What’s not prepared is the connections between the keyscanner microcontroller and the gateway microcontroller. We were able to make it run under I2C, but we want it to be SPI to achieve maximum stability and the lowest latency possible.


Bluetooth connectivity on the Defy works like this:

  1. The right side is connected to the left side via RF.
  2. That input is then sent to the Neuron, which is connected under the left side of the keyboard.
  3. Finally, the Neuron sends the key press to the computer via Bluetooth.

So far, we can send keystrokes from the left side to the Neuron and then to the PC via Bluetooth, but we still have to connect both sides wirelessly 📡

Ok, what next?

We aim to send the keyboard to the CE pre-certification test in the next couple of weeks.

Once we do that, and depending on the test results, we will need to adjust the electronics and continue working on the firmware 👨‍💻

That’s because the firmware for the test is not the final firmware.

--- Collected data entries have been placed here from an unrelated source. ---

PR #152, opened 2019-09-22
Separate audio streaming task from Qt event loop

rerrahkr:
#96
Audio streaming task is separated from Qt event loop by using RtAudio. Based on jpcima@3e822d5d528d41185fef0269f8c397a2e355513b  (https://github.com/rerrahkr/BambooTracker/pull/120#issuecomment-526828245).

need a check on macos and linux


OPNA2608:
Feedback from Linux (NixOS 19.03):

1) This PR adds a dependency on *all* of the audio backends for Linux at the same time (PulseAudio and JACK2 are now `#include`d by RtAudio). This is a bad idea, ideally it should detect which backends are available during build time and include them accordingly. Alternatively, the user could pass a define for their backends to add support for them.

2) Attempting to use the `55466Hz` Sample Rate setting now results in this error message. The other 2 options work fine.
grafik

3) During playback, the pattern editor sometimes freezes up. It:
- stops scrolling during playback
- becomes unresponsive to input (scrolling does nothing, clicking only changes the highlighted channel in the order list)
- only moves to where the cursor is when playback is stopped and
- stays like this until BT is restarted.

4) Attempting to start with a sample rate that doesn't throw the error from 2. segfaults:
```
Translation "qt_de_DE" from "/nix/store/c7cmk9ikb3gl3arysl7sm9livpml1zpc-qtbase-5.12.0/translations"
Translation "bamboo_tracker_de_DE" from "/home/bt1cn/devel/BambooTracker/BambooTracker/BambooTracker/../share/BambooTracker/lang"
Using emulator: MAME YM2608
RtAudio pulse: _NOT_ running realtime scheduling
==26038== Thread 6:
==26038== Use of uninitialised value of size 8
==26038==    at 0x4D9BC54: QLabel::setText(QString const&) (in /nix/store/c7cmk9ikb3gl3arysl7sm9livpml1zpc-qtbase-5.12.0/lib/libQt5Widgets.so.5.12.0)
==26038==    by 0x42CBCB: MainWindow::onNewTickSignaled(int) (mainwindow.cpp:2441)
==26038==    by 0x5B9DE5E: QMetaObject::activate(QObject*, int, int, void**) (in /nix/store/c7cmk9ikb3gl3arysl7sm9livpml1zpc-qtbase-5.12.0/lib/libQt5Core.so.5.12.0)
==26038==    by 0x5A957D: AudioStream::streamInterrupted(int) (moc_audio_stream.cpp:131)
==26038==    by 0x470842: AudioStream::tickNotifierRun() (audio_stream.cpp:122)
==26038==    by 0x5FA1D7E: ??? (in /nix/store/hlnxw4k6931bachvg5sv0cyaissimswb-gcc-7.4.0-lib/lib/libstdc++.so.6.0.24)
==26038==    by 0x5EC5EF6: start_thread (in /nix/store/681354n3k44r8z90m35hm8945vsp95h1-glibc-2.27/lib/libpthread-2.27.so)
==26038==    by 0x650A22E: clone (in /nix/store/681354n3k44r8z90m35hm8945vsp95h1-glibc-2.27/lib/libc-2.27.so)
==26038== 
==26038== Invalid read of size 8
==26038==    at 0x4D9BC54: QLabel::setText(QString const&) (in /nix/store/c7cmk9ikb3gl3arysl7sm9livpml1zpc-qtbase-5.12.0/lib/libQt5Widgets.so.5.12.0)
==26038==    by 0x42CBCB: MainWindow::onNewTickSignaled(int) (mainwindow.cpp:2441)
==26038==    by 0x5B9DE5E: QMetaObject::activate(QObject*, int, int, void**) (in /nix/store/c7cmk9ikb3gl3arysl7sm9livpml1zpc-qtbase-5.12.0/lib/libQt5Core.so.5.12.0)
==26038==    by 0x5A957D: AudioStream::streamInterrupted(int) (moc_audio_stream.cpp:131)
==26038==    by 0x470842: AudioStream::tickNotifierRun() (audio_stream.cpp:122)
==26038==    by 0x5FA1D7E: ??? (in /nix/store/hlnxw4k6931bachvg5sv0cyaissimswb-gcc-7.4.0-lib/lib/libstdc++.so.6.0.24)
==26038==    by 0x5EC5EF6: start_thread (in /nix/store/681354n3k44r8z90m35hm8945vsp95h1-glibc-2.27/lib/libpthread-2.27.so)
==26038==    by 0x650A22E: clone (in /nix/store/681354n3k44r8z90m35hm8945vsp95h1-glibc-2.27/lib/libc-2.27.so)
==26038==  Address 0x8 is not stack'd, malloc'd or (recently) free'd
==26038== 
==26038== 
==26038== Process terminating with default action of signal 11 (SIGSEGV)
==26038==  Access not within mapped region at address 0x8
==26038==    at 0x4D9BC54: QLabel::setText(QString const&) (in /nix/store/c7cmk9ikb3gl3arysl7sm9livpml1zpc-qtbase-5.12.0/lib/libQt5Widgets.so.5.12.0)
==26038==    by 0x42CBCB: MainWindow::onNewTickSignaled(int) (mainwindow.cpp:2441)
==26038==    by 0x5B9DE5E: QMetaObject::activate(QObject*, int, int, void**) (in /nix/store/c7cmk9ikb3gl3arysl7sm9livpml1zpc-qtbase-5.12.0/lib/libQt5Core.so.5.12.0)
==26038==    by 0x5A957D: AudioStream::streamInterrupted(int) (moc_audio_stream.cpp:131)
==26038==    by 0x470842: AudioStream::tickNotifierRun() (audio_stream.cpp:122)
==26038==    by 0x5FA1D7E: ??? (in /nix/store/hlnxw4k6931bachvg5sv0cyaissimswb-gcc-7.4.0-lib/lib/libstdc++.so.6.0.24)
==26038==    by 0x5EC5EF6: start_thread (in /nix/store/681354n3k44r8z90m35hm8945vsp95h1-glibc-2.27/lib/libpthread-2.27.so)
==26038==    by 0x650A22E: clone (in /nix/store/681354n3k44r8z90m35hm8945vsp95h1-glibc-2.27/lib/libc-2.27.so)
```

5. The README sections on manual compilation should be updated to reflect the changed dependencies.

---

I'll see when I can test it on a macOS system. Thanks to jpcima and you for working on this problem. :slightly_smiling_face: :tada:

rerrahkr:
Thank you @OPNA2608 for checking!

> 1\. This PR adds a dependency on _all_ of the audio backends for Linux at the same time

To be honest, I just used jpcima `RtAudio.pri` and I don't know what these backends are different.

```qmake
linux {
    DEFINES += __LINUX_ALSA__
    LIBS += -lasound -lpthread
    DEFINES += __LINUX_PULSE__
    LIBS += -lpulse-simple -lpulse
    DEFINES += __UNIX_JACK__
    LIBS += -ljack
}
```

Does linux make audio even if only one of these is used?

> 2\. Attempting to use the `55466Hz` Sample Rate setting now results in this error message. The other 2 options work fine.

It is the error that RtAudio could not open the stream the stream with the specified configuration, sample rate is 55466Hz. I've noticed this error when building on macos before. Since this error could not be avoided, I have the tracker show this dialog to let the user change the settings, such as dropping the sample rate.


> 3\. During playback, the pattern editor sometimes freezes up.

I find that it is occurred when speed is 1, it seems something is wrong about mutex lock of playing position.

> 4\. Attempting to start with a sample rate that doesn't throw the error from 2.

It is the initialization error, I fixed it at 6bddf50.

OPNA2608:
Feedback from macOS (OS X El Capitan, 10.11.6):

1. Attempting to change the window to fullscreen makes the window unresponsive to any input and stay windowed.
If playback ceases on its own though (by reaching the end of the track without looping), it then switches to fullscreen and becomes full responsive again. macOS does not report the window as "not responding" during that time.

2. If the end of a song has been played, either during live playback or recording, and the user attempts to restart playback / load another module or the recording part tries to finish, the app becomes unresponsive. (macOS beach ball thingy shows)

(I don't know if those problems are exactly *caused* by this PR, but they're things I noticed while testing it.)

The general lagginess of the UI during playback remains, but the sound itself is fine now. :+1:

---

> I don't know what these backends are different.
> Does linux make audio even if only one of these is used?

Put briefly, ALSA is the lowest-level sound backend.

What we’ll have ready is basically capable of sending keystrokes and keeping a stable connection (simplifying a lot, that’s what you need for the test in terms of firmware).

We must include all the features that make the Dygma Defy a productivity machine: layers, combos, macros, superkeys… the lot.

On the electronics side, the challenge ahead is passing the pre-certification test. And there are some uncertainties.

With the aluminum top plate and so many electronics crammed inside, our keyboard is like a small Faraday cage; we need to ensure that the connection is strong and stable enough, which might imply making some changes to the electronics and even the mechanical parts 🪛

We’re confident to come on top, but we want to be transparent about what we foresee as a possible cause of delays. Our main goal is to deliver the best keyboard we can imagine, and we think you want that too.

We’ll continue publishing regular updates to keep you informed of all the latest developments.

A great thank you from the Dygma Team.